PR #733, opened 2021-01-14
fig 3 fix

Farnazmdi:
I have been trying to fit censored data when the model doesn't know the data is censored (to create the suggested part (c)) but it fails to run. There is an assertion error for estimating the transition probability matrix. 
So, instead of keeping the censored observations and treating them like observed observations, I marked them as 'nan' so it seems we removed the censored observations. 
Do you expect it to be this bad? @aarmey 

image


aarmey:
But this doesn't match the process we're trying to imitate.

What is the assertion error? You should fix that.

Farnazmdi:
By "uncensored model" you mean the model thinks of censored data as uncensored, right? 

Sometimes the `res.success` from the gamma_estimator fails, sometimes `np.all(np.isfinite(T_estimate))` from M_T step fails.

aarmey:
Censored is defined by the Bernoulli being NaN, right?

If you print out `res` when it fails that check, what does it show?

aarmey:
You might have to mark all the censored cells at the end of the experiment with a non-NaN Bernoulli.

Farnazmdi:
I was focusing on the 4th and 5th elements of the `cell.obs`. If cell.obs[4] == 0 it means G1 is censored, if == 1 means uncensored, and if 'nan' means unobserved. The 5th element is the same for G2 phase.

aarmey:
In the "broken" case, you want the model to think these are fully observed cells, even though they aren't. So, they should be marked with 1 as uncensored.

Farnazmdi:
I was marking cell.obs[4] == cell.obs[5] == 1 so that the model thinks they are uncensored. But never got a successful run.

Farnazmdi:
This is the message when the convergence is not successful:
image

aarmey:
Ok, you can comment out that convergence assert. Something weird is going on there, but it’s close to the solution.

Farnazmdi:
The problem with other assertion errors originates from pdf calculation for some of the cells.
When a pdf is 'nan', how is it different from pdf being 0?

aarmey:
Hmm... do you know the inputs that result in NaN? It shouldn't happen, and is not the same as 0.

https://en.wikipedia.org/wiki/IEEE_754-1985

Farnazmdi:
There are many cells. I will try to print out their observations tomorrow.

Farnazmdi:
image
I had to leave the unobserved cells to be marked as `nan`. I think it is fixed now.

lineage/states/stateCommon.py
```diff
@@ -68,15 +68,14 @@ def gamma_estimator(gamma_obs, time_cen, gammas, x0):
     assert gammas.shape[0] == gamma_obs.shape[0]
     arrgs = (gamma_obs[time_cen == 1], gammas[time_cen == 1], gamma_obs[time_cen == 0], gammas[time_cen == 0])
     opt = {'gtol': 1e-12, 'ftol': 1e-12}
-    bnd = (1.0, 800.0)
+    bnd = (1.0, 100.0)
```
aarmey, line 71: I assume this bound is still sufficiently wide to cover all feasible values?

aarmey (approved):
One question—depending upon the answer there this is ready.

lineage/states/stateCommon.py
Farnazmdi: Oh I tried this to fix the error in the tests. I was passing almost 99% when I changed it to 100. I'm not sure if this was the problem though. Should I bring that back?

Farnazmdi: To answer your question, I think it is.

aarmey: Ok, this is good to merge.

PR #735, opened 2021-01-18
figure 9 update

Farnazmdi:
image
I removed the check for the success of the optimization. It wouldn't become successful even for 100000 iterations. I wasn't sure what is best to do, I let it go as far as 1000 iterations. Please let me know if you think I should change the iterations or something else.

In this branch:
1. I ran figure 9, ran and pickled the model on both lapatinib and gemcitabine. 
 2. Edited code in figure 10, now figures 10, 101, 102, and 103 show single cell trees with their states for control, 25 nM, 50 nM, and 250 nM for lapatinib, respectively. I made them separately because I tried putting all 4 conditions together but it took forever to build (I let it run from 9 pm yesterday and at 6 am today it was still running)
3. Made the same sort of figures for gemcitabine with names figure 151, 152, and 153 showing 5, 10, and 30 nM gemcitabine.
** All the new tree figures use the pickled analysis, so they are all consistent.

I have not placed them in the manuscript yet. I would appreciate your opinion on where they should go. They are in the output file right now.


Farnazmdi:
Done.
The tree figures, however, take almost 500 seconds each. I think the total build time would be ~ 25000 seconds.

aarmey:
That's strange. Have you profiled to see what they're spending time doing?

Farnazmdi:
I found that strange, too. Because running the function that plots each tree doesn't take more than 15 seconds for all of the times that it has to be run. Most of the time is taken after the line `return f` at the very end of `makeFigure()`. It looks like loading all these graphics into a file takes time.

aarmey:
Hmm... something must be really inefficient in the phylogeny package. Ok, include the svg files then... you can just revert your recent commits.

Farnazmdi:
Should I include these tree plots in the main figures of manuscript?

aarmey:
What do you think? What do they show?

Farnazmdi:
I remember we discussed they should be in the manuscript to show the type of data we used. These show the state of the cells, so I guess if we only want to show them as the type of data, they shouldn't be colored.
On the other hand, we could bring them at the end of the results, maybe beside their corresponding drug results and show what we mean by assigning states to every single cell.

There is also benefit in bringing both. I mean, having a sample of the data but without coloring them at the beginning of the results, maybe along with figure 2, and also bringing a sample of them, after coloring, at the end along with the analysis for their drug.

Farnazmdi:
If it is okay, we merge this and I'll figure out where these should go in the manuscript.

aarmey (approved):

PR #736, opened 2021-01-19
Update 05.methods.md

Farnazmdi:
I think I had forgotten to *add* the free parameters to the degrees of freedom. Does this make sense now?


aarmey (approved):
Yep! Good catch.

PR #738, opened 2021-01-20
resized figure 6

jclagarde:
Hello! I just resized the cartoon in figure 6, which is also titled figure 5 in the manuscript, so that it can better fit the empty space in the figure. I cloned the repo so that my local tHMM files should be up to date but please let me know if it's still having issues


Farnazmdi:
Hi JC,
I actually had resized it because it seemed a little too large.
The AIC is figure 6. I guess they are titled correctly.

jclagarde:
@Farnazmdi ah okay, sounds good!

PR #747, opened 2021-02-06
bounds and lineages

Farnazmdi:
1. added the arguments `keep_feasible` for bounds in stateCommon.
2. fixed the importing problem and divided the phase lengths by 2.


lineage/data/Lineage_collections.py
```diff
@@ -28,7 +23,8 @@ def popout_single_lineages(lineages):
 lap02 = [LineageTree(list_of_cells, E) for list_of_cells in import_Heiser(path=r"lineage/data/heiser_data/new_version/AU00701_A5_1_V4.xlsx")]
 lap03 = [LineageTree(list_of_cells, E) for list_of_cells in import_Heiser(path=r"lineage/data/heiser_data/new_version/AU00801_A5_1_V4.xlsx")]
 
-Lapatinib_Control = lap01 + lap012 + lap02 + lap03
+lapatinib_Control = lap01 + lap012 + lap02 + lap03
+Lapatinib_Control = fix_obs(lapatinib_Control)
```
aarmey, line 27: Why is this being done over and over after import? Shouldn't the fix be on import since it affects every file?

Farnazmdi: fixed.

aarmey:
I changed how the Hessian is calculated. Let me know if this new way works.

Farnazmdi:
I still get the error.

Farnazmdi:
wait, I am getting some error from the importing test. I will check that, it might be the problem.

lineage/data/Lineage_collections.py
```diff
@@ -106,8 +94,7 @@ def popout_single_lineages(lineages):
 gem06 = [LineageTree(list_of_cells, E) for list_of_cells in import_Heiser(path=r"lineage/data/heiser_data/new_version/AU00801_A3_1_V4.xlsx")]
 gem062 = [LineageTree(list_of_cells, E) for list_of_cells in import_Heiser(path=r"lineage/data/heiser_data/new_version/AU00801_A3_2_V4.xlsx")]
 
-gemControl = gem04 + gem05 + gem06 + gem042 + gem052 + gem062 + gem043
-Gemcitabine_Control = popout_single_lineages(gemControl)
```
aarmey, line 110: Why did you remove `popout_single_lineages`? I'd guess that's why this is failing.

Farnazmdi:
The problem with the test was irrelevant. Should I try and implement the Hessian? 
I commented on one of the issues on their repo and asked about this problem. I hope they get back to me soon.

lineage/data/Lineage_collections.py
Farnazmdi: I tried bringing it back, still got the error.
I thought removing single lineages means removing those that have phase extension. I can remove them if it doesn't create some bias.

aarmey:
I already made the Hessian edit. It still fails? The issue I see here is not fitting.

aarmey:
Oh wait I see the fitting issue.

I don’t understand your other code edits here. Why do you have to remove the test?

lineage/data/Lineage_collections.py
Farnazmdi: When I was debugging the test I realized that we have some cases like:
[nan, nan, 62.5, nan, 0, nan]
which means we don't know about G1 and G2 fates,
the G1 is censored and the length of it is 62.5
we have not observed G2.

Is this something feasible? I mean the experiment time is 96 hours, and the cell is censored in G1, and we don't know about its fate. I mean in this case, shouldn't we have 96 instead of 62.5?

Farnazmdi:
I merged your changes regarding the hessian and it failed again.

I removed that part of the test because it was checking the equality of the observations when we call the `import_Heiser()` versus the observations themselves. Because I had divided the phase lengths by 2, they were not equal. So I removed that part.

aarmey:
The starting point was too far off after scaling, and caused nans on first evaluation. Should be fixed.

aarmey:
Ergh still failing...

Farnazmdi:
I pulled the changes and am running it locally. It has not failed.

lineage/data/Lineage_collections.py
aarmey: And this is a root cell? If so, yes, something is off about this. If you can trace it back to a specific file it'd be helpful to see what's there. What does the 0 represent?

lineage/states/stateCommon.py
```diff
@@ -108,14 +108,22 @@ def basic_censor(cell):
 
 def nLL_atonce(x, uncens_obs, uncens_gammas, cens_obs, cens_gammas):
     """ uses the nLL_atonce and passes the vector of scales and the shared shape parameter. """
+    x = np.clip(x, 0.001, 100.0) # Horrible hack
```
aarmey, line 111: If we're out of the bounds just solve for the closest point in bounds.

lineage/data/Lineage_collections.py
```diff
@@ -185,16 +171,13 @@ def popout_single_lineages(lineages):
 taxb42 = [LineageTree(list_of_cells, E) for list_of_cells in import_Heiser(path=r"lineage/data/heiser_data/new_version/AU00802_B4_1_V4.xlsx")]
 taxb422 = [LineageTree(list_of_cells, E) for list_of_cells in import_Heiser(path=r"lineage/data/heiser_data/new_version/AU00802_B4_2_V4.xlsx")]
 
-taxs = taxb40 + taxb402 + taxb41 + taxb412 + taxb42 + taxb422
-Tax2uM = popout_single_lineages(taxs)
```
aarmey, line 189: Should `Tax2uM` be assembled, just not calling `popout_single_lineages`?

aarmey (approved):
Ok, kind of a terrible hack here, but this now works.

lineage/data/Lineage_collections.py
Farnazmdi: fixed.

Farnazmdi:
Thank you so much. I am pretty sure I had tried different initial vectors, but those I tried hadn't worked.
I will prepare the manuscript with all the figures for tomorrow's meeting and prepare a summary of our plans for ODE. If I could finish it by tonight will send it, if not I will send it tomorrow morning.

PR #750, opened 2021-02-08
Bic c

Farnazmdi:
@aarmey I realized something. These are the parameters for the 4 conditions of lapatinib, for 3 states.
The parameters for states1, 2, and 3 are different across conditions. I thought they should be the same.
I will look and see where should be changed tomorrow. 

image


aarmey:
Yep—looks like only G1 is set correctly.

Farnazmdi:
Sorry I labeled them incorrectly. Shape G2 and scale G1 have to change places.
But I meant among different conditions. Doesn't state 1 have to be the same in all conditions?

aarmey:
Farnaz, at this point you _need_ to be familiar with these concepts from the model. If these are different lineages in the same condition, yes, they should be identical.

Farnazmdi:
Population number 0 is control, population number 1 is treatment with 25 nM lapatinib, ...
 
I think the parameters of state 1 in all conditions should be the same, but they are not here, only the shape is. While the shape has to be shared among all states and all conditions. I am suggesting that we do this modification. Because right now, state 1 has a slightly different meaning in control condition than in 25 nM treatment than in other conditions.

aarmey:
Shape is shared across treatment conditions, the other parameters are not. If all the parameters were shared across the conditions, there would be no way for a drug to have any effect.

Farnazmdi:
Understood. Sorry, it was a very bad mistake. I am very tired and not thinking clearly.

Farnazmdi:
I know that figure 9 ylabel says AIC. Here I replaced AIC with BIC and changed the text accordingly. I will run the edited figure 9 tonight and will update it in the morning. 
Other than this, it should be ready to merge. All figures are up to date and some parts of the text are modified.

lineage/figures/figure9.py
```diff
@@ -20,59 +20,58 @@ def makeFigure():
...
         # Run fitting
         output = run_Analyze_over(dataFull, desired_num_states, atonce=True)
-        AICs = np.array([oo[0][0].get_AIC(oo[2], atonce=True)[0] for oo in output])
+        AICs = np.array([oo[0][0].get_AIC(oo[2], num_cells, atonce=True)[0] for oo in output])
 
         return AICs - np.min(AICs, axis=0)
 
-    lapAIC = find_AIC(lapatinib, desired_num_states)
-    gemAIC = find_AIC(gemcitabine, desired_num_states)
+    lapAIC = find_AIC(lapatinib, desired_num_states, num_cells=5290)
```
aarmey, line 35: What is the numcells argument here for?

lineage/figures/figure9.py
```diff
@@ -20,59 +20,58 @@ def makeFigure():
...
-    lpt_st = desired_num_states[np.argmin(lapAIC)]
-    gmc_st = desired_num_states[np.argmin(gemAIC)]
+    # # Lapatinib
+    # lapt_tHMMobj_list, lapt_states_list, _ = Analyze_list(lapatinib, 3, fpi=True)
 
-    # run analysis for the found number if states
-    lapt_tHMMobj_list, lapt_states_list, _ = Analyze_list(lapatinib, lpt_st, fpi=True)
-    gemc_tHMMobj_list, gemc_states_list, _ = Analyze_list(gemcitabine, gmc_st, fpi=True)
+    # # assign the predicted states to each cell
+    # for idx, lapt_tHMMobj in enumerate(lapt_tHMMobj_list):
```
aarmey, line 42: Is this commented code still needed?

aarmey (changes requested):
Just two questions.

lineage/figures/figure9.py
Farnazmdi: The BIC needs the number of data points, I printed out the number of cells in both drug treatments and placed it here. I didn't change the name of the function, but it is now based on BIC.

lineage/figures/figure9.py
Farnazmdi: Not now because we have the pickled files, but if for any reason we need to run the analysis again, we will. Should I remove it?

aarmey (approved):
Ok, this is good as-is.

PR #785, opened 2021-03-08
Time

Farnazmdi:
Figure S15 shows the abundance of each state across time for all conditions.
image

Is this good to go for supplements?


aarmey:
Neat! Yes, let's put this in the supplement.

Why is it flat in the beginning and drops off at the end? Are you counting censored cells (you should be, if not)?

Farnazmdi:
Ah.. you are right, I will edit it and update you. Thanks.

aarmey (approved):
Excellent! What do you think about showing this as a percentage rather than absolute numbers of cells? I'm wondering if that will make relative population changes easier to see...

PR #797, opened 2021-04-05
figures 11 and 12

Farnazmdi:
I did what we talked about Friday regarding figures 11 and 12. I believe if I could open these two files in affinity designer (right now it says doesn't support the type although it is .svg) I can manipulate the unorganized arrows in the transition block manually. I have given 3 subplot spaces in both rows for the transition block and I guess the way it draws it is random, so there is no easy way to fix their positions through code.
image
image

Figure 9 is edited. please let me know if it is good or not.
image

In addition, figure 1 now has 10 lineages for each condition and they are selected randomly.
I will work on the text in the other branch that I have and am addressing the comments if it is okay.
image


aarmey (commented):
Excellent! Only question is, on the x-axis of the lineages, didn't Sean correct us and point out they go from 0 to 96 hrs rather than 0 to 192, because the cells are imaged every 30 mins? How'd this fix end up getting reverted?

aarmey:
Oh... looks like we never fixed that.

Farnazmdi:
I had totally forgotten that. 
sorry could you elaborate on what is not getting reverted? I am not certain what you are referring to.

aarmey:
We never fixed that issue. I thought it had been fixed then came back.

Farnazmdi:
Oh okay. I will fix it today.

Farnazmdi:
image

This is also applied in Figures 11 and 12.

aarmey (changes requested):
Why do only three colors show up in (a) through (d) of Figs. 11 and 12?

Farnazmdi:
I wanted to do the remaining edits in another PR, but it makes sense to do it here, so I updated those lineage tree figures in Figures 11 and 12, as well as S11 and S12 that show more trees. Also did a bit of cleaning in the process.

aarmey:
You didn't change the sag files for 11 and 12.

Farnazmdi:
Apologies...

aarmey (approved):
Great!

Farnazmdi:
I can't merge. Could you please?

PR #808, opened 2021-04-20
changes for the first issue

Farnazmdi:
- removed figure S13
- xaxis added to S11 and S12
- title capitalization fixed.

I will address the other issue in another branch as I have to run all the figures with starting ylim other than 0 and for synthetic data figures takes long.


aarmey (approved):
Thanks.

PR #810, opened 2021-04-20
figures updated

Farnazmdi:
The figures are updated based on the edit to the limits and now they all start from 0.


aarmey (changes requested):
Should gamma k and theta extend to 0?

Farnazmdi:
I think they were already starting at 0. I don't think it matters. Should I make any changes to it?

aarmey:
No, the y-axis in the figures clearly doesn't extend to 0. Yes, I think it would be helpful to do this.

Farnazmdi:
The gamma parameters in supp figures now are in the range of 0 and 20.

aarmey (approved):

Your goal — Go through the material above and count the lines that contain "among"; give that number alone.

Answer to the problem — 2